Additional background samples corresponding to \(t\bar{t}W\), \(t\bar{t}Z\) and \(t\bar{t}h_\mathrm{SM}\) production, where \(h_\mathrm{SM}\) is the SM Higgs boson, are also produced. The \(t\bar{t}W\) sample is generated requiring at least one W boson in the event to decay leptonically, and is normalised to the corresponding LO cross section, 0.404 pb, times a kfactor of 1.4 [58]. The \(t\bar{t}Z\) sample is generated requiring \(Z \rightarrow q\bar{q}\) decays and is normalised to the corresponding LO cross section, 0.353 pb, times a kfactor of 1.3 [58]. Finally, the \(t\bar{t}h_\mathrm{SM}\) sample is generated assuming \(m_h=125\) GeV and requiring \(h \rightarrow b\bar{b}\) decays.
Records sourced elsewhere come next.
PR #182, opened 2021-09-03
Add termination_time attr for better sweeping of test devices

t0mk:
This PR adds `termination_time` attirbute to metal_device". We can use it to make sure devices self-destruct in acceptance tests.

It should probably not be used by normal users as terraform apply run will attempt to create a tracked device after it self-destructed.

towards #178

### DIFF
--- a/metal/resource_metal_device.go
+++ b/metal/resource_metal_device.go
@@ -355,10 +355,9 @@ func resourceMetalDevice() *schema.Resource {
 			},
 			"termination_time": {
 				Type:        schema.TypeString,
-				Description: "Timestamp for device termination, use with care. For example \"2021-09-03T16:32:00+03:00\". If you don't supply timezone info, timestamp is assumed to be in UTC.",
+				Description: "Timestamp for device termination. For example \"2021-09-03T16:32:00+03:00\". If you don't supply timezone info, timestamp is assumed to be in UTC.",
 				Optional:    true,
 				ForceNew:    false,
-				Deprecated:  "You probably don't want to use this attribute, we added it for sweeping test artifacts.",
 				ValidateFunc: func(val interface{}, key string) (warns []string, errs []error) {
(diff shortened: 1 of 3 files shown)


t0mk:
@displague I should have made this a draft. Can you suggest which tests I should add the termination time to? We have the L2 acceptance tests timing out. No problem if you can't take a look, I will do it on Monday then.

Please consider this still a draft PR.

metal/resource_metal_device.go
```diff
@@ -353,6 +353,21 @@ func resourceMetalDevice() *schema.Resource {
 				Default:     false,
 				ForceNew:    false,
 			},
+			"termination_time": {
+				Type:        schema.TypeString,
+				Description: "Timestamp for device termination, use with care. For example \"2021-09-03T16:32:00+03:00\". If you don't supply timezone info, timestamp is assumed to be in UTC.",
+				Optional:    true,
+				ForceNew:    false,
+				Deprecated:  "You probably don't want to use this attribute, we added it for sweeping test artifacts.",
```
displague, line 361: I don't think we need to be defensive or prescriptive about this field.  The API exposes it so users may consume it however they like.

For example:

```hcl
variable "temporary_hours" { default = 14*24 } 
variable "expires" { default = timeadd(formatdate("YYYY-MM-01T00:00:00-00:00"), "${var.temp_hours}h") }
variable "temp_count" { default = 3 }

// add 3 temporary servers for extra work needed at the beginning of the month
resource "metal_device" "temporary" {
  count = var.expires > timestamp() ? var.temp_count : 0
  termination_time =  var.expires
}
```

t0mk: Alright!

t0mk:
@displague should I add the termination_time to metal_devices in test in here, or in a separate PR? I'm thinking separate PR, because we'll also need to decide the deadline, how to pass it to the tests (a lot of string formatting for the configs), ans maybe some other issues.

It is normalised to the NLO cross section [59–61], 0.611 pb, times the \(h_\mathrm{SM} \rightarrow b\bar{b}\) branching ratio of 57.7 % [62–65], collected in Ref. [66]. In these samples \(Z \rightarrow q\bar{q}\) and \(h_\mathrm{SM} \rightarrow b\bar{b}\) decays are performed by Madgraph5 and top quarks and W bosons are decayed by Pythia.
Event reconstruction
The generated samples at the particle level are processed through a simplified simulation of the detector response and object reconstruction.
Isolated leptons (electrons or muons) are required to have \(p_\mathrm{{T}}>25\) GeV and \(\eta <2.5\). Furthermore, they are required to not overlap with jets, as discussed below. A typical perlepton identification efficiency of 80 % is assumed.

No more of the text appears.